The second section of Āryabhaṭiya, titled Ganitapādd, a contains a stanza indicating a method for the computation of the sine table. There are several ambiguities in correctly interpreting the meaning of this verse. For example, the following is a translation of the verse given by Katz wherein the words in square brackets are insertions of the translator and not translations of texts in the verse.
- "When the second half-[chord] partitioned is less than the first half-chord, which is [approximately equal to] the [corresponding] arc, by a certain amount, the remaining [sine-differences] are less [than the previous ones] each by that amount of that divided by the first half-chord."

This may be referring to the fact that the second derivative of the sine function is equal to the negative of the sine function.

==Alleged influence hypothesis and rebuttal==
Some historians of mathematics have argued that the sine table given in Āryabhaṭiya was an adaptation of earlier such tables constructed by mathematicians and astronomers of ancient Greece. Historian David Pingree was an exponent of such a view. Assuming this hypothesis, G. J. Toomer writes, "Hardly any documentation exists for the earliest arrival of Greek astronomical models in India, or for that matter what those models would have looked like. So it is very difficult to ascertain the extent to which what has come down to us represents transmitted knowledge, and what is original with Indian scientists. ... The truth is probably a tangled mixture of both."
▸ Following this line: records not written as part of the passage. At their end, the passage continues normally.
PR #1266, opened 2020-04-10
Add Cube Resizing

dekkerglen:
This PR adds cube resizing. You can find the button here:

image

To view this modal:
image

The change also generates a changelog.

### DIFF
--- a/src/components/ResizeModal.js
+++ b/src/components/ResizeModal.js
@@ -1,4 +1,5 @@
 import React, { useState, useEffect } from 'react';
+import PropTypes from 'prop-types';
 import useToggle from 'hooks/UseToggle';
 import CSRFForm from 'components/CSRFForm';
 import FilterCollapse from 'components/FilterCollapse';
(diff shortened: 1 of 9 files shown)


src/components/ResizeModal.js
```diff
@@ -0,0 +1,70 @@
...
+              valid={size.length > 0 && valid}
+              invalid={size.length > 0 && !valid}
+              onChange={(event) => setSize(event.target.value)}
+            />
+            <Input type="hidden" name="filter" value={JSON.stringify(filter)} />
+            <Card className="p-3">
+              <h5>Filter for restrictions:</h5>
+              <p>
+                If you include a filter, this will only add or remove cards that match the filter. If there are not
+                enough cards found to add or remove, your target size may not be reached.
```
ruler501, line 47: Can we make it fail nicer? Give an error saying could only add or remove x cards and not make any changes. If they really want the lower number of changes they can put in that amount.

dekkerglen: It's not really failling - it's like if I say add 100 hound creatures, I won't be able to get there and it will instead add all the hounds

ruler501: I still like the idea of letting the user know they can't grow their 360 cube to 800 with only RTR cards before making changes that are hard to undo.

Issue #684, opened 2019-11-14
"Get Image" of sample pack doesn't use custom images


GooberRF:
If you generate a sample pack that contains cards for which you've configured custom images, then click "Get Image", the generated image doesn't use the custom images, it uses the originals from Scryfall.

ThijsHoenjet:
Fixed in #1272

PR #1269, opened 2020-04-10
Add custom images to sample pack

ThijsHoenjet:
Issue #684 "Get Image" of sample pack doesn't use custom images

Custom images can have different sizes, so the merge images function needs to set the size of each image. The merge-images package doesn't support that yet. However, someone made a pull request with this functionality. For now I have made a copy of it. When the pull request is merged, we can go back to the reference the package.


dekkerglen:
It looks like this change has broken two unit tests - check out the Travis CI output for details. Reach out on discord if you have any issues!

PR #1271, opened 2020-04-11
Aws migration

dekkerglen:
This PR makes the changes necessary to host CubeCobra on Elastic Beanstalk.

There are a few changes for local development. `cubecobrasecrets` is no more! We are now using `dotenv` to handle environment variables. There is a new file `.env-SAMPLE` with a template. More detailed instructions will be included in the readme. 

This also creates a docker container for the purposes of running populate_analytics.js as a cron job on ECS


phulin:
Finally cubecobrasecrets is gone

Issue #509, opened 2019-09-26
User defined sort


dekkerglen:
As a user, I would like to be able to define my own sort, where I label each category and use a filter string to define what gets filtered into each category.

This will allow even greater flexibility and ability to customize how cube lists are displayed.

ruler501:
I can take this up.

dekkerglen:
added

PR #1273, opened 2020-04-14
Hybrid Inclusive Sort [WIP]

lane-eden:
Adds a new Primary Sort, "Color Category (Hybrid Inclusive)," which puts hybrid cards both in the multicolor column and in the mono columns that can cast those cards. For example, Rakdos Cackler will appear under: Black, Red, and Multicolor.


ruler501:
This may run into problems when sorting gets worked on for #509

PR #1285, opened 2020-04-17
Winston cloudwatch

dekkerglen:
sets up cloudwatch for winston


dekkerglen:
Closed - EB is already reporting to cloudwatch. As long as the logger is printing to stdout I'll have it

PR #1287, opened 2020-04-17
Add getters for all card properties

ruler501:
Also adds a schema for card details to updatecards.js

Does not use any of these getters yet, that'll be left to follow up PRs.

### DIFF
--- a/src/utils/Card.js
+++ b/src/utils/Card.js
@@ -77,8 +77,145 @@ export function cardsAreEquivalent(a, b) {
   );
 }
 
-export function getCmc(card) {
-  return card.cmc !== undefined ? card.cmc : card.details.cmc;
-}
+export const getTags = (card) => card.tags;
 
-export default { COLOR_COMBINATIONS, normalizeName, encodeName, decodeName, cardsAreEquivalent, getCmc };
+export const getFinish = (card) => card.finish;
+
+export const getStatus = (card) => card.status;
+
+export const getColorIdentity = (card) => card.colors ?? card.details.color_identity;
+
+export const getCmc = (card) => card.cmc ?? card.details.cmc;
+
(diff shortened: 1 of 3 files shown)


src/utils/Card.js
```diff
@@ -77,8 +77,145 @@ export function cardsAreEquivalent(a, b) {
...
+    ? card.details.price_foil ?? card.details.price
+    : card.details.price ?? card.details.price_foil;
+
+export const cardNormalPrice = (card) => card.details.price;
+
+export const cardFoilPrice = (card) => card.details.price_foil;
+
+export const cardIsFullArt = (card) => card.details.full_art;
+
+export const cardCost = (card) => card.details.parsed_cost;
```
phulin, line 115:
```suggestion
export const cardParsedCost = (card) => card.details.parsed_cost;
```

src/utils/Card.js
```diff
@@ -77,8 +77,145 @@ export function cardsAreEquivalent(a, b) {
...
+
+export const cardId = (card) => card.cardID ?? card.details._id;
+
+export const cardType = (card) => card.type_line ?? card.details.type;
+
+export const cardRarity = (card) => card.rarity ?? card.details.rarity;
+
+export const cardAddedTime = (card) => card.addedTmsp;
+
+export const cardImg = (card) => card.imgUrl ?? card.details.image_normal ?? card.details.image_small;
```
phulin, line 98:
```suggestion
export const cardImageUrl = (card) => card.imgUrl ?? card.details.image_normal ?? card.details.image_small;
```

src/utils/Card.js
ruler501: If we don't have an unparsed cost I don't think adding in parsed adds that much useful information and cardCost is so much shorter. Can still make the change though if you feel strongly about it.

PR #1544, opened 2020-08-01
Add card search, rework card pages

### LINKED ISSUE #5: Card Search
As a user, I would like to be able to search for cards, and quick add them to my cube.

I would like a separate view where I can search for cards with scryfall search syntax, and click on cards to add them to a cube. I would like to be able to click on cards from other user's cubes, and quick add them to one of my cubes as well.

dekkerglen:
Fixes #5

Also adds elo and embedding to local carddb, we will need to update the calls to the embeddings route to just use carddb embeddings instead

New card search:
image

New card page:
image
image
image
image
image
image


routes/root.js
```diff
@@ -316,6 +316,8 @@ router.get('/search/:query/:page', async (req, res) => {
 
     const count = await Cube.countDocuments(query);
 
+    console.log(JSON.stringify(query, null, 2));
```
ruler501, line 319: console statement.

routes/tools_routes.js
```diff
@@ -19,7 +19,7 @@ const router = express.Router();
 /* Minimum number of picks for data to show up in Top Cards list. */
 const MIN_PICKS = 100;
 /* Page size for results */
-const PAGE_SIZE = 100;
+const PAGE_SIZE = 96;
```
ruler501, line 22: This seems like a strange number for page size.

routes/tools_routes.js
```diff
@@ -112,6 +112,72 @@ async function topCards(filter, sortField = 'elo', page = 0, direction = 'descen
   };
 }
 
+// sorts: ['elo', 'date', 'price', 'alphabetical']
+// direction: ['ascending', 'descending']
+// distinct: ['names', 'printings']
+
+const sortFunctions = {
+  elo: (direction) => (a, b) => {
+    const factor = direction === 'ascending' ? 1 : -1;
```
ruler501, line 121: `factor * (a.elo - b.elo)`

same for the others below.

PR #1559, opened 2020-08-21
Some small tweaks to make bots more sensitive to land counts.

ruler501:


ruler501:
This will get updated after the draft overhaul is merged.

ruler501:
Rebuilding this in another PR with a more in-depth rework of the draftbot code.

However, this notion of transmission has been challenged and refuted by multiple scholars. Bo Klintberg demonstrated that the scholarly consensus advocating for a Greek-origin promoted by historians like Pingree and others, relied almost entirely on Toomer's 1973 paper, which Toomer himself cast doubt on his earlier mathematical reconstructions in the footnote in his 1984 paper, yet subsequent historians continued to cite the original claims of Toomers as conclusive proof completely ignoring the discrepancies.